(Items listed in a dataset)
^^^^^^^^^^^^^^^^

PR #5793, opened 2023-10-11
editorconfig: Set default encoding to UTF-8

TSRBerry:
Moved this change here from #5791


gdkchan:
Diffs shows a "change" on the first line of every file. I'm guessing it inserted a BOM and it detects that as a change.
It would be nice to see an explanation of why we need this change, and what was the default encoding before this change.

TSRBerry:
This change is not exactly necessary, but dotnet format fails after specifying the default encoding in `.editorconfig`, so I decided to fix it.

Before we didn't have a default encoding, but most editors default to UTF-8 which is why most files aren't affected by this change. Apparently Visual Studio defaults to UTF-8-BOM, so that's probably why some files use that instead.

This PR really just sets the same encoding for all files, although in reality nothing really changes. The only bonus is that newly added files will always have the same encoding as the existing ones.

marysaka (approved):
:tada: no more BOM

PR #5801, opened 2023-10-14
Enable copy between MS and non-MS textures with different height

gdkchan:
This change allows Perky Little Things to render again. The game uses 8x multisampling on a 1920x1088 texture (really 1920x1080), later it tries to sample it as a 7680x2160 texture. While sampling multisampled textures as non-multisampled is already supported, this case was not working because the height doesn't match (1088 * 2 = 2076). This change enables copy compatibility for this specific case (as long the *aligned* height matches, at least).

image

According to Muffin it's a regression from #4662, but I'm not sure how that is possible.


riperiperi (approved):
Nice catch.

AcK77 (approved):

^^^^^^^^^^^^^^^^

**WHAT IS NEEDED**
Where does the word "opened" appear in the records above? Return every line that holds it.

**TASK ANSWER**
PR #5793, opened 2023-10-11
PR #5801, opened 2023-10-14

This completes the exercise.